All The Books I Cannot Read

You know that millenial-generational thing, FOMO? Fear Of Missing Out? I have that, kind of, but about books. When I stop to think about it I get genuinely upset when I think about all the books in the world that I will never have time to read. There are so many stories, so much research, so much to know about, and I will never be able to do more than scratch the surface. As I continue to add title after title to the list of books I want to read I become more and more aware of how little I actually know. There are millions and millions of stories I’ll never hear, and zillions of facts I’ll never understand or even comprehend that such information exists , so I will never question. The weight of all the knowledge that exists is both sunlight and soul-crushing, it feeds and inspires me and feels exclusionary; I’ll never know it all.

Thus, I love reading, I love discovering a new-to-me, fascinating topic and devouring a bunch of books about it before moving on to another. I love to return to favorite topics year after year, increasing my knowledge base about, for example, Charles Darwin, or life in North Korea, or neuroscience, or notable feminists, or the reign of the Russian Romanov tsars, or whatever.

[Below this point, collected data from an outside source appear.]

PR #3611, opened 2025-11-24
fix(time): remove cached time optimization

ndyakov:
We had a report for higher cpu usage with 9.17 that I assume is related to the constant waking up of the background goroutine to update the cached time. This PR is opened to continue the investigation of the issue and provide a potential fix. If this "optimization" of the hot path is found to be the underlying issue, it may be implemented under a configuration option that can be enabled only from people that are aware of the potential tradeoffs (higher idle cpu usage for slightly better throughput)

Potentially fixes https://github.com/redis/go-redis/issues/3608

### DIFF
--- a/scripts/tag.sh
+++ b/scripts/tag.sh
@@ -4,9 +4,25 @@ set -e
 
 DRY_RUN=1
 
+helps() {
+    cat <<- EOF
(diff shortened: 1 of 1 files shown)


ndyakov:
@ofekshenawa feel free to check the discussion in the linked issue.

PR #3618, opened 2025-11-25
feat: optional logger

ndyakov:
Continue the work on https://github.com/redis/go-redis/pull/3560 opened by @ccoVeille

### DIFF
--- a/.github/workflows/stale-issues.yml
+++ b/.github/workflows/stale-issues.yml
@@ -20,7 +20,7 @@ jobs:
     steps:
       # First step: Handle regular issues (excluding needs-information)
       - name: Mark regular issues as stale
-        uses: actions/stale@v9
+        uses: actions/stale@v10
         with:
           repo-token: ${{ secrets.GITHUB_TOKEN }}
 
@@ -64,7 +64,7 @@ jobs:
 
       # Second step: Handle needs-information issues with accelerated timeline
       - name: Mark needs-information issues as stale
-        uses: actions/stale@v9
+        uses: actions/stale@v10
         with:
           repo-token: ${{ secrets.GITHUB_TOKEN }}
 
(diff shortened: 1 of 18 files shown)


logging/custom.go
```diff
@@ -0,0 +1,142 @@
...
+	}
+	cl.logger.ErrorContext(ctx, msg, args...)
+}
+
+func (cl *LoggerWrapper) Errorf(ctx context.Context, format string, v ...any) {
+	if cl == nil || cl.logger == nil {
+		legacyLoggerWithLevel.Errorf(ctx, format, v...)
+		return
+	}
+	cl.logger.ErrorContext(ctx, format, v...)
```
wzy9607, line 57: Use `ErrorContext` etc. will cause inaccurate source log attr.

Should use `cl.logger.Handler().Handle`instead when wrapping, see slog godoc [Example (Wrapping)](https://pkg.go.dev/log/slog#example-package-Wrapping).

ndyakov: @ccoVeille Maybe you would like to check this.

@wzy9607 thank you for pointing this out

ccoVeille: I feel like there is an error here, yes

it should be

```go
	cl.logger.ErrorContext(cl.printfToStructured(ctx, format, v...))
```

I will fix it.

I created the printToStructured to be able to handle the right format

ccoVeille: I have fixed the issue in https://github.com/redis/go-redis/pull/3622

ccoVeille:
I feel like this PR can be closed now, as https://github.com/redis/go-redis/pull/3622 replaces it

ndyakov:
closed in favour of https://github.com/redis/go-redis/pull/3622

logging/custom.go
ndyakov: maybe the fix was lost when you force pushed? Can we just add a test with slog that it will work as expected?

I do tend to skew heavily towards non-fiction, and typically the novels I have read are not new releases, I usually wait a few years until the initial hype is gone to determine whether or not a fiction book has staying power. If it does, I’ll take the bait; otherwise, I’ll pass. As I’ve gotten a bit older I have honed in on the type of book I like and generally choose ones that will fall into that category from the get-go; so I feel like I am enjoying reading more than I have previously, and I’m reading more, but that has everything to do with the books I start in the first place.

Currently, my “To Read” list is over 400 titles long and I typically add 6 or 7 new ones each week. It’s a never-ending cycle of falling behind. One of my favorite daydreams is that I would be able to download vats of information directly into my brain. I just want to know ALL THE THINGS! And then I want to relate seemingly unrelated pieces together and think about it for a while.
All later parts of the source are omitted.